Sevilleja v Marex: Reflective Loss Restated
Published date | 30 July 2020 |
Subject Matter | Corporate/Commercial Law, Litigation, Mediation & Arbitration, Corporate and Company Law, Trials & Appeals & Compensation, Shareholders |
Law Firm | 4 New Square Chambers |
Author | Mr David Halpern QC |
The Supreme Court's decision in Sevilleja v. Marex Financial Ltd, 15 July 2020, fundamentally restates the doctrine of reflective loss in company law so that:
- A claim by a company's creditor against a third party will not be barred where it reflects loss suffered by the company, even if the creditor is also a shareholder; and
- There is no longer an exception to the doctrine where the wrongdoer has brought about the company's impecuniosity.

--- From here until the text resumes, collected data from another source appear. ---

PR #1207, opened 2019-01-03
Intern should only accept strings

nickdrozd:
This is the GNU Emacs behavior.

### DIFF
--- a/rust_src/src/minibuf.rs
+++ b/rust_src/src/minibuf.rs
@@ -367,7 +367,7 @@ pub fn read_command_or_variable(
     if name.is_nil() {
         name
     } else {
-        lisp_intern(name, Qnil)
+        lisp_intern(name.into(), None)
     }
 }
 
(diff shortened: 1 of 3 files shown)


shaleh:
`fn lookup(self, name)` wants a Symbol or a String. If that was represented by a type you could avoid converting the object from a String to a Object to a String. The intern code would look like:

`self.lookup(LispSymbolOrString::from(string));  // string is a LispStringRef still`

nickdrozd:
@shaleh I don't know, that seems like a lot of ceremony for a one-off mixed type. It would be nice if we could somehow specify it in place, like `<LispSymbolRef | LispStringRef>`, or something like that.

shaleh:
Perhaps. But it is common in strong type systems. If we could name it we could use a Union type like Option. Have a Symbol wrapper and a String wrapper.

nickdrozd:
There are a few other places where that type would be useful, like `string-equal`, so I am convinced of its usefulness. But implementing that is outside the scope of this change. I'll open an issue.

PR #1210, opened 2019-01-04
Add from_lispobject_for_option macro

nickdrozd:
Ideally, we would be able to write this:

```rust
  impl<T: From<LispObject>> From<LispObject> for Option<T> {
      fn from(o: LispObject) -> Option<T> {
          if o.is_nil() {
              None
          } else {
              Some(T::from(o))
          }
      }
  }
```

Due to the so-called "orphan rule", this is not possible; external
traits (like `From`) can't be implemented for external types (like
`Option`). This may change in the future, but for now a bunch of
boilerplate is required. To get around this, we can use a macro.

### DIFF
--- a/rust_src/src/buffers.rs
+++ b/rust_src/src/buffers.rs
@@ -417,11 +417,7 @@ impl From<LispBufferRef> for LispObject {
     }
 }
 
-impl From<LispObject> for Option<LispBufferRef> {
-    fn from(o: LispObject) -> Self {
-        o.as_buffer()
-    }
-}
+from_lispobject_for_option!(LispBufferRef);
 
 impl LispObject {
     pub fn is_overlay(self) -> bool {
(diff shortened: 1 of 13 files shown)


rust_src/src/buffers.rs
```diff
@@ -553,19 +545,7 @@ impl From<LispObject> for LispBufferOrName {
...
 }
 
-impl From<LispObject> for Option<LispBufferOrName> {
-    fn from(v: LispObject) -> Option<LispBufferOrName> {
-        if v.is_nil() {
-            None
-        } else if v.is_string() {
-            Some(LispBufferOrName::Name(v))
-        } else if v.is_buffer() {
-            Some(LispBufferOrName::Buffer(v))
```
shaleh: This is a change in behavior. Now `or_error` is called before, this would return None.

rust_src/src/lists.rs
```diff
@@ -240,15 +240,7 @@ impl From<LispObject> for LispCons {
     }
 }
 
-impl From<LispObject> for Option<LispCons> {
-    fn from(o: LispObject) -> Self {
-        if o.is_list() {
```
shaleh: Also a change in behavior. Here if `as_cons()` was called on a fixnum the result would be None. Now it is an error.

nickdrozd:
Serves me right for seeing that it compiles and then immediately submitting :)

nickdrozd:
I get it, the test function is different for each one. It can be `is_not_nil`, `is_cons`, etc to see when `Some` should be returned.

PR #1212, opened 2019-01-05
add libvterm support

brotzeit:
I have a TODO list of the review from the old PR, but I would like to get this merged as I still hope I get some help with this =)

However I still have problems with configure.ac. I can't get this to work.
`.rustified_enum("VTermProp")` doesn't work since #1185. It worked before...

Apart from that, it seems to be usable. But resizing needs to get fixed.


shaleh:
Perhaps the right thing to do is leave this in a feature branch while the kinks are worked through.

brotzeit:
@shaleh ok I will work some more on this. Can you please take a look at configure.ac. I don't know why `HAVE_LIBVTERM` doesn't work.

shaleh:
@brotzeit I pushed a fix to the configure script and used it to make vterm.c become empty if libvterm is not found. That may need some tweaking, but the detection is now solid.

`EMACS_CHECK_MODULES` is all you needed. It uses `pkgconfig` to detect the library in question. An extra gotcha is the library defines itself as `vterm` in its .pc file, not `libvterm`.

When `EMACS_CHECK_MODULES` finds a library it sets `HAVE_$LIBRARY=yes` for you. Otherwise it is set to no. The extra bit which looks weird is you then have to call `AC_DEFINE` which exports the `HAVE_FOO` so it is in config.h and usable in C land.

shaleh:
Ok, I just pushed some changes that should enable you to allocate the `vterminal` as a pseudovector. `vterm_new` is not defined so I could not easily test it. Details are in the commit message.

brotzeit:
@shaleh Thanks. You're changes regarding the pseudovector were the same as mine, but it didn't work when I tried this because we were didn't tag correctly.

With `LispObject::tag_ptr(v, Lisp_Type::Lisp_Vectorlike)` it seems to work fine.

shaleh:
@brotzeit you also missed adding the header to the top of `struct vterminal`.

brotzeit:
No, I had that one. First post after your last post in https://github.com/Wilfred/remacs/pull/1130 ;)

I guess without that it wouldn't have ran in the first place. It was just the segfault after a few insertions when `vterm` was already running. 

Tagging solved the problem. I wonder if 
```rust
    pub fn from_ptr(ptr: *mut c_void) -> Option<Self> {
        unsafe { ptr.as_ref().map(|p| mem::transmute(p)) }
    }
```
is also a source of potential problems ?

shaleh:
Yeah, can be potentially dangerous if the wrong type is used. However, it is taking a pointer after it has been untagged. And the object returned should be retagged. If that is true it is safe.

rust_src/build.rs
```diff
@@ -349,10 +349,20 @@ fn env_var(name: &str) -> String {
 }
 
 // What to ignore when walking the list of files
+#[cfg(feature = "libvterm")]
 fn ignore(path: &str) -> bool {
     path == "" || path.starts_with('.') || path == "lib.rs" || path == "functions.rs"
 }
 
+#[cfg(not(feature = "libvterm"))]
```
shaleh: Instead of repeating the base `ignore` maybe you should make a `base_ignore` which is all that the vterm version uses and the non-vterm version is it plus vterm.rs.

rust_src/src/vterm.rs
```diff
@@ -53,9 +53,9 @@ impl LispVterminalRef {
         (height, width)
     }
 
-    pub fn set_size(self, rows: EmacsInt, cols: EmacsInt) {
+    pub fn set_size(self, rows: c_int, cols: c_int) {
```
shaleh: Do we want to continue using `c_int` or should we transition to `i32`?

brotzeit:
I have another problem that confuses me. When I use `describe-variable` with the buffer local variable `vterm--term` in `vterm-mode`, I get a segfault.

brotzeit:
And resizing horizontally after window size change also doesn't work correctly.

brotzeit:
`vterm_set_size` only sets the height and not the width. @leonerd any idea what I'm doing wrong here ? It seems to work for neovim...

rust_src/src/vterm.rs
```diff
@@ -0,0 +1,584 @@
...
+    pub fn get_size(self) -> (i32, i32) {
+        let mut height: i32 = 0;
+        let mut width: i32 = 0;
+        unsafe { vterm_get_size((*self).vt, &mut height, &mut width) };
+        (height, width)
+    }
+
+    pub fn set_size(self, rows: i32, cols: i32) {
+        unsafe {
+            vterm_set_size((*self).vt, rows, cols);
```
brotzeit: @leonerd Here. When I resize the window while htop is running it only updates the height. But when I exit htop and run it again it also gets the correct width. Maybe the reason is how emacs handles resizing...

brotzeit:
@leonerd I have read the term in neovim and emacs-libvterm so I thought this describes what we both mean ;)

But that's what I thought. Thanks.

shaleh:
@brotzeit once @Wilfred sets up the remacs project you could bring libvterm there instead of adding more code to this quite large repo.

brotzeit:
@shaleh Can you give me some source on how to add this to the build process. I was hoping I can take this from [emacs-libvterm](https://github.com/akermu/emacs-libvterm/commit/3929a9d573d89365fc68053824045ef654ef1146) but I guess I can't use this cmake stuff ?

rust_src/src/vterm.rs
akermu: The issue is caused by the `COLUMNS` and `LINES` environment variable. Unset these before invoking htop and resizing will work.

shaleh:
My expectation is the user first builds the vterm library and puts it somewhere linkable. Like says /usr/local/lib. Then they build remacs and the remacs configure script will find and set up the linking for vterm. Does this match your expectation @brotzeit?

brotzeit:
The only problem I see is that users get the wrong version for our remacs implementation. That's the reason why you told me to add libvterm to the remacs organization right ?

shaleh:
Having the crate in the remacs org makes keeping the versions in sync easier. The user installs the vterm lib and then builds remacs.

brotzeit:
I gave up with libvterm as a submodule. It seemed to me like a nice idea, but I don't get how this works.

I think with @akermu 's fixes it works pretty well. It would be great if we could start a final review.

brotzeit:
Scrollback still needs fixing, but since we make this optional this should be ok. We just mention in the readme libvterm support is not stable. Maybe some users get motivated to help with it when they see it works.

leonerd:
It might be of interest to you folks that I've now made a v0.1 tarball release. Though bits of API are still verymuch subject to change, so expect that v0.2 will probably have some incompatible bits in it.

http://www.leonerd.org.uk/code/libvterm/

PR #1213, opened 2019-01-05
impl From<(S, T)> for LispObject

nickdrozd:
Calls to LispObject::cons would look cleaner if they were just
tuples. We can have the compiler do the conversions for us. This makes
the code a little Lispier.

Note that the conversion works recursively, so nested pairs don't need
to be handled as a special case.

### DIFF
--- a/rust_src/src/buffers.rs
+++ b/rust_src/src/buffers.rs
@@ -827,14 +827,13 @@ pub extern "C" fn nsberror(spec: LispObject) -> ! {
 /// However, the overlays you get are the real objects that the buffer uses.
 #[lisp_fn]
 pub fn overlay_lists() -> LispObject {
-    let list_overlays = |ol: LispOverlayRef| -> LispObject {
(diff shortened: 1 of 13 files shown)


nickdrozd:
Whenever I learn a cool new programming technique, I try to use it as much as possible. Currently that technique for me is generics. (After years of being on the side of dynamic types, I'm trying to give static typing a shot.)

shaleh:
Just remember code is read as much as it is executed. If we make it too hard to understand it can make it more difficult to bring in new coders. Plus, if we put the code down for a bit it can become foreign even to ourself.

nickdrozd:
That's a good point. I think as far as legibility goes, there are two groups of people who are interested in Remacs, people who want to learn Emacs internals and people who want to mess with Rust. This change pushes some of the complexity out of the Lispier parts of the code and into the Rustier parts. Hopefully this will satisfy both groups: the Emacs internals people don't want to deal with the more draconian parts of Rust, while the Rust people might enjoy seeing more powerful parts of the language used.

PR #1214, opened 2019-01-05
Port interrupt-process

SanchayanMaity:
Provide a Rust implementation for the interrupt-process
function.

This implements #1195.

Signed-off-by: Sanchayan Maity <maitysanchayan@gmail.com>

### DIFF
--- a/rust_src/src/process.rs
+++ b/rust_src/src/process.rs
@@ -5,6 +5,7 @@ use remacs_macros::lisp_fn;
 
 use crate::{
     buffers::{current_buffer, get_buffer, LispBufferOrName, LispBufferRef},
+    eval::run_hook_with_args_until_success,
     lisp::defsubr,
     lisp::{ExternalPtr, LispObject, ProcessIter},
     lists::{assoc, car, cdr, plist_put},
@@ -17,8 +18,8 @@ use crate::{
     remacs_sys::{pvec_type, EmacsInt, Lisp_Process, Lisp_Type, Vprocess_alist},
     remacs_sys::{
         QCbuffer, QCfilter, QCsentinel, Qcdr, Qclosed, Qexit, Qinternal_default_process_filter,
-        Qinternal_default_process_sentinel, Qlisten, Qlistp, Qnetwork, Qnil, Qopen, Qpipe,
-        Qprocessp, Qreal, Qrun, Qserial, Qstop, Qt,
+        Qinternal_default_process_sentinel, Qinterrupt_process_functions, Qlisten, Qlistp,
+        Qnetwork, Qnil, Qopen, Qpipe, Qprocessp, Qreal, Qrun, Qserial, Qstop, Qt,
     },
 };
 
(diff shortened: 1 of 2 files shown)


shaleh:
Start here https://github.com/Wilfred/remacs/blob/master/CONTRIBUTING.md then read on the wiki too https://github.com/Wilfred/remacs/wiki/Porting-Cookbook

rust_src/src/process.rs
```diff
@@ -537,4 +538,24 @@ pub fn list_system_processes_rust() -> LispObject {
...
 
+/// Interrupt process PROCESS
+/// PROCESS may be a process, a buffer, or the name of a process or buffer.
+/// No arg or nil means current buffer's process.
+/// Second arg CURRENT-GROUP non-nil means send signal to
+/// the current process-group of the process's controlling terminal
+/// rather than to the process's own process group.
+/// If the process is a shell, this means interrupt current subjob
+/// rather than the shell.
+
```
shaleh: No gaps should be here. Add `///` for the empty lines.

rust_src/src/process.rs
```diff
@@ -537,4 +538,24 @@ pub fn list_system_processes_rust() -> LispObject {
...
+/// If CURRENT-GROUP is `lambda', and if the shell owns the terminal,
+/// don't send the signal.
+
+/// This function calls the functions of `interrupt-process-functions' in
+/// the order of the list, until one of them returns non-`nil'.  */)
+#[lisp_fn(name="interrupt-process")]
```
shaleh: The only reason to use `name` is if the Lisp DEFUN has the same name as an existing function. In the C code name in the `DEFUN` macro is changed from `foo-bar` to `Ffoo_bar`. In Rust we define `foo_bar` and a macro creates a wrapper function called `Ffoo_bar` for us.

I do not see another `interrupt_process` so there is no need to name the function `_rust`. Also, we are trying to transition to using `_lisp` for the name of functions that are interfaces to the DEFUNs and `_rust` for internal functions that need to be differentiated from C or DEFUN code.

rust_src/src/process.rs
```diff
@@ -537,4 +538,24 @@ pub fn list_system_processes_rust() -> LispObject {
...
+pub fn interrupt_process_rust(process: LispObject,
```
shaleh:
```suggestion
pub fn interrupt_process(process: LispObject,
```

rust_src/src/process.rs
shaleh:
```suggestion
#[lisp_fn(min = "0")]
```

After `Sinterrupt_process` there are 3 numbers. They represent the minimum number of required arguments, the maximum allowed, and finally whether the DEFUN is interactive. Zero here works like a NULL. Otherwise there will be a string.

SanchayanMaity:
@shaleh Thank you very much for the feedback. I will go through it and do the necessary changes.

rust_src/src/process.rs
```diff
@@ -537,4 +538,23 @@ pub fn list_system_processes_rust() -> LispObject {
...
+/// the current process-group of the process's controlling terminal
+/// rather than to the process's own process group.
+/// If the process is a shell, this means interrupt current subjob
+/// rather than the shell.
+///
+/// If CURRENT-GROUP is `lambda', and if the shell owns the terminal,
+/// don't send the signal.
+///
+/// This function calls the functions of `interrupt-process-functions' in
+/// the order of the list, until one of them returns non-`nil'.  */)
```
brotzeit: The docstring needs fixing `*/)`

SanchayanMaity: Fixed

rust_src/src/process.rs
```diff
@@ -537,4 +538,23 @@ pub fn list_system_processes_rust() -> LispObject {
...
+/// rather than the shell.
+///
+/// If CURRENT-GROUP is `lambda', and if the shell owns the terminal,
+/// don't send the signal.
+///
+/// This function calls the functions of `interrupt-process-functions' in
+/// the order of the list, until one of them returns non-`nil'.
+#[lisp_fn(min = "0")]
+pub fn interrupt_process(process: LispObject, current_group: LispObject) -> LispObject {
+    run_hook_with_args_until_success(&mut [process, current_group])
```
shaleh: What happened to `Qinterrupt_process_functions`?

shaleh: You can port this from C to rust. Remove the `DEFSYM` in the C code and add `def_lisp_sym!()` in the Rust code. There are examples in eval.rs.

PR #1215, opened 2019-01-05
Add tuple conversions, cut as_tuple and as_cons_or_error

nickdrozd:
This change complements 6f4ac71065. I wanted to make it possible to
destructure arbitrary conses, as in

```rust
  let (a, (b, c)) = obj.into();
```

but I don't think that's possible. A little destructuring is possible
though, and this replaces `as_tuple` with it. `as_cons_or_error` is
also cut along the way, in favor of `From`/`into`.

A few style changes have also been made wrt destructuring, like

```
  -        self.valcell.as_cons_or_error().cdr()
  +        let (_, d) = self.valcell.into();
  +        d
```

I think this is a little more in keeping with the Rust mindset of
exhaustive matching -- the caller explicitly acknowledges that there
is another value in the cons cell, and that that value is being thrown
away.

### DIFF
--- a/rust_src/src/crypto/mod.rs
+++ b/rust_src/src/crypto/mod.rs
@@ -123,8 +123,10 @@ fn get_coding_system_for_buffer(
         // Check file-coding-system-alist.
         let mut args = [Qwrite_region, start, end, file_name];
         let val = unsafe { Ffind_operation_coding_system(4, args.as_mut_ptr()) };
-        if val.is_cons() && val.as_cons_or_error().cdr().is_not_nil() {
-            return val.as_cons_or_error().cdr();
+        if let Some((_, d)) = val.into() {
+            if d.is_not_nil() {
+                return d;
+            }
         }
     }
     if buffer.buffer_file_coding_system_.is_not_nil() {
--- a/rust_src/src/eval.rs
+++ b/rust_src/src/eval.rs
@@ -79,15 +79,15 @@ where
 /// If COND yields nil, and there are no ELSE's, the value is nil.
 /// usage: (if COND THEN ELSE...)
 #[lisp_fn(name = "if", c_name = "if", min = "2", unevalled = "true")]
-pub fn lisp_if(args: LispObject) -> LispObject {
-    let cell = args.as_cons_or_error();
-    let cond = unsafe { eval_sub(cell.car()) };
-    let cnsq = cell.cdr().as_cons_or_error();
+pub fn lisp_if(args: LispCons) -> LispObject {
+    let (cond, consq) = args.into();
+    let (then, else_) = consq.into();
+    let result = unsafe { eval_sub(cond) };
 
-    if cond.is_not_nil() {
-        unsafe { eval_sub(cnsq.car()) }
+    if result.is_not_nil() {
+        unsafe { eval_sub(then) }
     } else {
-        progn(cnsq.cdr())
+        progn(else_)
     }
 }
 
@@ -105,7 +105,7 @@ pub fn cond(args: LispObject) -> LispObject {
     let mut val = Qnil;
 
     for clause in args.iter_cars(LispConsEndChecks::off, LispConsCircularChecks::off) {
-        let (head, tail) = clause.as_cons_or_error().as_tuple();
+        let (head, tail) = clause.into();
         val = unsafe { eval_sub(head) };
         if val != Qnil {
             if tail.is_not_nil() {
@@ -140,7 +140,7 @@ pub extern "C" fn prog_ignore(body: LispObject) {
 /// usage: (prog1 FIRST BODY...)
 #[lisp_fn(min = "1", unevalled = "true")]
 pub fn prog1(args: LispCons) -> LispObject {
-    let (first, body) = args.as_tuple();
+    let (first, body) = args.into();
 
     let val = unsafe { eval_sub(first) };
     progn(body);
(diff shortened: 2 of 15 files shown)


rust_src/src/crypto/mod.rs
```diff
@@ -123,8 +123,11 @@ fn get_coding_system_for_buffer(
         // Check file-coding-system-alist.
         let mut args = [Qwrite_region, start, end, file_name];
         let val = unsafe { Ffind_operation_coding_system(4, args.as_mut_ptr()) };
-        if val.is_cons() && val.as_cons_or_error().cdr().is_not_nil() {
-            return val.as_cons_or_error().cdr();
+        if val.is_cons() {
```
shaleh: I feel this reads better as `if let Some(cons) = val.as_cons()`. What do you think?

rust_src/src/eval.rs
```diff
@@ -79,15 +79,15 @@ where
 /// If COND yields nil, and there are no ELSE's, the value is nil.
 /// usage: (if COND THEN ELSE...)
 #[lisp_fn(name = "if", c_name = "if", min = "2", unevalled = "true")]
-pub fn lisp_if(args: LispObject) -> LispObject {
-    let cell = args.as_cons_or_error();
-    let cond = unsafe { eval_sub(cell.car()) };
-    let cnsq = cell.cdr().as_cons_or_error();
```
shaleh: This reads nicely.

rust_src/src/crypto/mod.rs
nickdrozd:
```rust
        if let Some((_, d)) = val.into() {
            if d.is_not_nil() {
                return d;
            }
        }
```

nickdrozd:
@shaleh Could you give these new changes a look? Nothing crazy in there, but I don't want to merge without approval.

rust_src/src/keymap.rs
```diff
@@ -643,14 +639,14 @@ pub extern "C" fn copy_keymap_1(chartable: LispObject, idx: LispObject, elt: Lis
...
     let mut tail = list!(Qkeymap);
     let copy = tail;
 
-    keymap = keymap.as_cons_or_error().cdr(); // Skip the `keymap' symbol.
+    let (_, mut keymap) = keymap.into(); // Skip the `keymap' symbol.
 
-    while let Some(cons) = keymap.as_cons() {
-        let mut elt = cons.car();
+    while let Some((kma, kmd)) = keymap.into() {
+        let mut elt = kma;
```
shaleh: Why make `kma` when you really wanted `mut elt`?

rust_src/src/lists.rs
```diff
@@ -236,14 +232,14 @@ impl Iterator for CarIter {
 
 impl From<LispObject> for LispCons {
     fn from(o: LispObject) -> Self {
-        o.as_cons_or_error()
+        o.as_cons().unwrap_or_else(|| wrong_type!(Qconsp, o))
```
shaleh: Would this work as:

    match o.into() {
        Some(cell) => cell,
        None => wrong_type!(Qconsp, o),
    }

shaleh: That would remove one of the final `as_cons` calls.

rust_src/src/lists.rs
```diff
@@ -262,6 +258,28 @@ impl<S: Into<LispObject>, T: Into<LispObject>> From<(S, T)> for LispObject {
...
+}
+
+impl From<LispObject> for (LispObject, LispObject) {
+    fn from(o: LispObject) -> Self {
+        LispCons::from(o).into()
+    }
+}
+
+impl From<LispObject> for Option<(LispObject, LispObject)> {
+    fn from(o: LispObject) -> Self {
```
shaleh: This would avoid checking if `o` is a LispCons twice. Is it better?

```
match Option<LispCons>::from(o) {
     Some(cell) => Some(cell.into()),
     None => None,
}
```

rust_src/src/eval.rs
```diff
@@ -513,21 +511,21 @@ pub fn macroexpand(mut form: LispObject, environment: LispObject) -> LispObject
             // SYM is not mentioned in ENVIRONMENT.
             // Look at its function definition.
             def = autoload_do_load(def, sym, Qmacro);
-            match def.as_cons() {
-                Some(cell) => {
-                    let func = cell.car();
+            match def.into() {
+                Some((car, cdr)) => {
```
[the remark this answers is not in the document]
nickdrozd: fixed

rust_src/src/eval.rs
```diff
@@ -724,9 +721,9 @@ pub extern "C" fn FUNCTIONP(object: LispObject) -> bool {
                         }
                     }
 
-                    return match it.rest().as_cons() {
+                    return match it.rest().into() {
                         None => true,
-                        Some(c) => c.car().is_nil(),
```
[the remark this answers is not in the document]
nickdrozd: I think explicit destructuring is cleaner than calling a method on an opaque object. Arguably it is Rustier too.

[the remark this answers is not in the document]
shaleh: Potentially there could be cases where it is too wasteful to call both car and cdr, make a tuple, and unpack it. But otherwise I have no issues here.

rust_src/src/lists.rs
nickdrozd: This change and the next one cause a segfault (not sure which one). I'll investigate it later.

The facts of the case are straightforward, at least in outline. Mr Sevilleja owned and controlled two BVI companies. Marex obtained judgments against the companies. Sevilleja allegedly then stripped the companies of their assets, making them insolvent. Marex issued proceedings against him for economic torts, including intentionally causing it to suffer harm by unlawful means. On an application for permission to serve out of the jurisdiction, the judge held that the claim was arguable, but the Court of Appeal reversed him, saying that the doctrine of reflective loss barred Marex's claim as a creditor of the companies for loss which was reflective of the loss caused to the companies by Sevilleja.
The Supreme Court has unanimously held that the claim is not barred by reflective loss, but it reaches this conclusion by two different routes. The majority view (Lord Reed) narrows the doctrine of reflective loss; the minority (Lord Sales) would abolish it.
The rule in Foss v. Harbottle
To begin at the beginning .
The rule in Foss v. Harbottle (1843) 2 Hare 461 is one of the most important, but least understood, rules of company law. It states that, where loss is caused to a company and the company has a cause of action, only the company itself may sue. The rationale is company autonomy. A share is a right of participation in a company on the terms of the company's constitution. The constitution vests the management of the company in the board of directors and the ultimate decision-making power in the general meeting. It is for the constitutional organs of the company to decide whether or not to bring, compromise or abandon litigation against third parties. This would be subverted if a disgruntled shareholder could bring a claim against the wishes of the majority. An exception is made for derivative claims, that is claims which a shareholder may bring for the benefit of the company, e.g. where the wrongdoers have control of the board and the general meeting.